• _Work request_
Look through the listing below, and wherever a line has the string "your", pull it out.

##### Exercise materials

Issue #210, opened 2016-03-15
Permalink certain journal filtered views in the sidebar


aumayr:
@corani over at #196:

> I like the idea of being able to permalink certain journal filtered views in the sidebar. That would be a very useful addition.

I think this is worth having a discussion. There could be a new Sidebar-section with these "custom views". And we could read them from the configuration-file, where you could put an array of custom links (permalinks) to be displayed in the sidebar.

What do you think, @corani?

/cc @yagebu

yegle:
Might be related but I wish I can add a saved custom query to the sidebar

corani:
You can already add custom queries. Just save them in your source file and add the following to your settings file:

```
sidebar-show-queries = <number>
```

This still show the first <number> of queries in the sidebar (ordered by date)

corani:
@aumayr permalinks in the settings file is okay with me, but we need a title for each of them. Is there any way to put a dictionary in the settings file? Or should we create an additional section for them (so not under `[fava]`, but as key->values under e.g. `permalinks`?

By the way, I've been thinking, wouldn't it be nice if we would be able to put all the settings in the source file, instead of in the now separate settings file? I don't know how best to do that currently, though I've suggested @blais to open up the `option` directive to allow arbitrary options instead of only a predefined list.

blais:
It's not a bad idea to open them up, though I'd want to warn the user about
unused options so we don't get into the unfortunate scenario an option is
defined but has no effect. In order to do this, I'd have to build a
mechanism to register for options to be at least recognized.

Another problem is that the currently option values have only a limited
number of types, and they're not really in the language, their semantics is
parsed in the grammar. I would probably change that. In any case, you'd get
at least a string.

Filed a ticket:
https://bitbucket.org/blais/beancount/issues/111/allow-unknown-options-for-other-programs

Can you enumerate some use cases?

yagebu:
>> I like the idea of being able to permalink certain journal filtered views in the sidebar. That would be a very useful addition.

>I think this is worth having a discussion. There could be a new Sidebar-section with these "custom views". And we could read them from the configuration-file, where you could put an array of custom links (permalinks) to be displayed in the sidebar.

I think we should support saving entry filters instead/first (and support arbitrary `from`-expressions as filters). I personally don't really see a big improvement in saving the chosen view of just the journal. The toggle boxes could be improved, e.g. shift-click or ctrl-click to just show/hide one type of directive. If we have that, I can't really see a use case where a saved view would help much.

[...]

PR #269, opened 2016-04-15
Store links in sidebar

aumayr:
ref #210 

Adds a new setting to display custom links in the sidebar:

```ini
; Show custom links on top of the sidebar
sidebar-custom-links =
    Journal 2015: /journal/?time=2015
    Income Statement 2015: /income_statement/?time=2015
```

The format for the links is `[label]: [link]`. Note that `": "` can not be part of the label. 

Will be rendered like this:

screenshot

TODO:

- [ ] Add Documentation-entries.


yagebu:
This seems to be something file-specific to me, so why not use `custom` directives for this?

aumayr:
> This seems to be something file-specific to me, so why not use `custom` directives for this?

I hesitate to implement this for just this feature - it would be generally better to implement #214 (Move fava settings to source file options) and have all the settings in the beancount-file, as otherwise `fava`-specific settings are spread over two places, when they should be in just one.

What do you think about #214? Good idea? What format should we choose to store the settings in the beancount file?

yagebu:
> I hesitate to implement this for just this feature - it would be generally better to implement #214 

I view this feature as being mostly unrelated to #214. This is not a "setting" for me, but rather something like a more flexible `query` directive. So it doesn't really make sense without the context of the beancount file (just like budgets).

> What do you think about #214? Good idea? What format should we choose to store the settings in the beancount file?

Probably a good idea, although not a pressing issue IMHO. I guess the `custom` directives are the best choice right now. Before we tackle this, we should evaluate if we really need all the settings we currently have.

aumayr:
> > I hesitate to implement this for just this feature - it would be generally better to implement #214 
> 
I view this feature as being mostly unrelated to #214. This is not a "setting" for me, but rather something like a more flexible `query` directive. So it > doesn't really make sense without the context of the beancount file (just like budgets).

Implemented in 9f7cfb5

> > What do you think about #214? Good idea? What format should we choose to store the settings in the beancount file?
> 
Probably a good idea, although not a pressing issue IMHO. I guess the `custom` directives are the best choice right now. Before we tackle this, we should > evaluate if we really need all the settings we currently have. 

Let's discuss this in #214. Can you post your thoughts on the various settings there?

aumayr:
This works for me. The custom links can be specified with

```
2016-04-01 custom "fava-sidebar-link" "Income 2014" "/income_statement?time=2014"
```

Only a help entry is missing.

yagebu:
Does this still work after #259? If so, can you rebase?

I guess we'll have to wait for a new beancount release that contains the custom directive before we can merge this.

fava/api/__init__.py
```diff
@@ -626,3 +626,10 @@ def account_open_metadata(self, account_name):
             if isinstance(posting, Open):
                 return posting.meta
         return {}
+
+    def sidebar_links(self):
+        # 2016-04-01 custom "fava-sidebar-link" "Income 2014" "/income_statement?time=2014"  # noqa
+        return [(entry.values[0].value, entry.values[1].value)
```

##########

• _Answer to the problem_
You can already add custom queries. Just save them in your source file and add the following to your settings file:
Let's discuss this in #214. Can you post your thoughts on the various settings there?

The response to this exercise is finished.